▶ INPUT FOR THIS TASK:
——————————
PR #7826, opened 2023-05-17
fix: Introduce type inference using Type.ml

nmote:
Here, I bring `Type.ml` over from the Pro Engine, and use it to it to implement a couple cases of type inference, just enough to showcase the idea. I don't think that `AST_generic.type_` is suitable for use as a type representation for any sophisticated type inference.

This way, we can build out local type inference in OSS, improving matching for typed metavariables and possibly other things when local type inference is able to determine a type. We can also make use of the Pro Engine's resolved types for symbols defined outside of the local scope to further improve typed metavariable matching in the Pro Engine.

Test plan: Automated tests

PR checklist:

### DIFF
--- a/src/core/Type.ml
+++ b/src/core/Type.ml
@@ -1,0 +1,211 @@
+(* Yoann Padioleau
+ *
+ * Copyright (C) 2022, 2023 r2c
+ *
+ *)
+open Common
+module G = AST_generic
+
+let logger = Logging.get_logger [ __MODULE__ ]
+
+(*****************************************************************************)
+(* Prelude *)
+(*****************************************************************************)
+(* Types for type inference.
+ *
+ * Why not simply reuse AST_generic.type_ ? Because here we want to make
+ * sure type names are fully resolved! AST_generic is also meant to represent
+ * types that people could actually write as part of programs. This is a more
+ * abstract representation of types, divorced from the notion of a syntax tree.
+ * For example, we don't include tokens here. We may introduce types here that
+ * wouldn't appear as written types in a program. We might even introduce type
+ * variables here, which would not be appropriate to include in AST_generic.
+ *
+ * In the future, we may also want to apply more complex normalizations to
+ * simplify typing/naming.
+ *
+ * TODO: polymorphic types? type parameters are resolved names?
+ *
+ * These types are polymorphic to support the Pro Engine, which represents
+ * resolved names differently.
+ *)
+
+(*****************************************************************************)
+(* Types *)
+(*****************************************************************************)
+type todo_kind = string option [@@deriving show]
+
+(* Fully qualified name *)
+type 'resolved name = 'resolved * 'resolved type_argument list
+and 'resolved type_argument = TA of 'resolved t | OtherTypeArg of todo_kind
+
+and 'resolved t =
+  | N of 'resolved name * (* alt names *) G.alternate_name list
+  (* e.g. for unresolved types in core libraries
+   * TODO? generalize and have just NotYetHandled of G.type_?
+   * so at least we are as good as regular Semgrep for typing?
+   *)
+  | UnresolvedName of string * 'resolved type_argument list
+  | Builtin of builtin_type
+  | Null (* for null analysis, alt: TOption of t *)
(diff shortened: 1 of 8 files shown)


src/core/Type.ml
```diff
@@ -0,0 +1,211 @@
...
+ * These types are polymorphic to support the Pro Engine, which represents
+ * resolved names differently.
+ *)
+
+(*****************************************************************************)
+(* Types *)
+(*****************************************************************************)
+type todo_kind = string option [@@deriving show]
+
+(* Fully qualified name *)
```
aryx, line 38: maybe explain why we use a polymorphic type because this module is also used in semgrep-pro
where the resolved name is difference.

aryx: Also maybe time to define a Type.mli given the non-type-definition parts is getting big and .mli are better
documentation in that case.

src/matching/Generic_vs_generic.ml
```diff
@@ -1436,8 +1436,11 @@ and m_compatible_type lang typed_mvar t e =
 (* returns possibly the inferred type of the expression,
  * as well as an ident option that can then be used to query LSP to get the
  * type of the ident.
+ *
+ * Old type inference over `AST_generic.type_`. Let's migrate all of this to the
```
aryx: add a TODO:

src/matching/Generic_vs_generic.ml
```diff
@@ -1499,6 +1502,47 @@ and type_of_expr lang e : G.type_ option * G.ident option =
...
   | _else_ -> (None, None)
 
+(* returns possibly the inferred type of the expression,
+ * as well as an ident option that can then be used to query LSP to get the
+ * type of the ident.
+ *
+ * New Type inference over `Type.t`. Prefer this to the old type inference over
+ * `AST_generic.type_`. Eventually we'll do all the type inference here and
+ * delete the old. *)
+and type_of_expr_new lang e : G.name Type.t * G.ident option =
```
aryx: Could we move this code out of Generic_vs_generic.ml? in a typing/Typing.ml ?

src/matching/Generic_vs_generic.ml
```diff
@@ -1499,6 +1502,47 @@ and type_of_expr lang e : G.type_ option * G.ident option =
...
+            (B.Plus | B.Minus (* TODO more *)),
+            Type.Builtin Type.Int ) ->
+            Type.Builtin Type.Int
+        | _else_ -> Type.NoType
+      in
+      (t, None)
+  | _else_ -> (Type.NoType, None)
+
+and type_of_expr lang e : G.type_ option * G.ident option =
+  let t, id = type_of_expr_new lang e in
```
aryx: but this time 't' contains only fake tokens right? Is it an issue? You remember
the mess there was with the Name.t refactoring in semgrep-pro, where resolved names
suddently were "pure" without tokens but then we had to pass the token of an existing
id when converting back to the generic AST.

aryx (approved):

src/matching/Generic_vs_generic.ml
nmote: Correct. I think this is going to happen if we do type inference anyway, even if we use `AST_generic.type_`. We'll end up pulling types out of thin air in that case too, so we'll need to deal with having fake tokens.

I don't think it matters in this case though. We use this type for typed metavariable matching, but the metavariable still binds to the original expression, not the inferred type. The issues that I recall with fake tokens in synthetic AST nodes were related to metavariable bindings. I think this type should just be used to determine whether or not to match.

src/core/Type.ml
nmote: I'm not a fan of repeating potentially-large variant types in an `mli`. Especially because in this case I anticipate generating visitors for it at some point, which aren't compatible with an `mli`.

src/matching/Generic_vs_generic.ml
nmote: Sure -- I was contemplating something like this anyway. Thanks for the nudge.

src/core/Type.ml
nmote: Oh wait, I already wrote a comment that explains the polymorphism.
——————————
What you return should be exactly the lines above, starting at the one with "for type inference." and ending at the one with "name = 'resolved * 'resolved type_argument list", and nothing else.

▶ WRITTEN RESPONSE:
+(* Types for type inference.
+ *
+ * Why not simply reuse AST_generic.type_ ? Because here we want to make
+ * sure type names are fully resolved! AST_generic is also meant to represent
+ * types that people could actually write as part of programs. This is a more
+ * abstract representation of types, divorced from the notion of a syntax tree.
+ * For example, we don't include tokens here. We may introduce types here that
+ * wouldn't appear as written types in a program. We might even introduce type
+ * variables here, which would not be appropriate to include in AST_generic.
+ *
+ * In the future, we may also want to apply more complex normalizations to
+ * simplify typing/naming.
+ *
+ * TODO: polymorphic types? type parameters are resolved names?
+ *
+ * These types are polymorphic to support the Pro Engine, which represents
+ * resolved names differently.
+ *)
+
+(*****************************************************************************)
+(* Types *)
+(*****************************************************************************)
+type todo_kind = string option [@@deriving show]
+
+(* Fully qualified name *)
+type 'resolved name = 'resolved * 'resolved type_argument list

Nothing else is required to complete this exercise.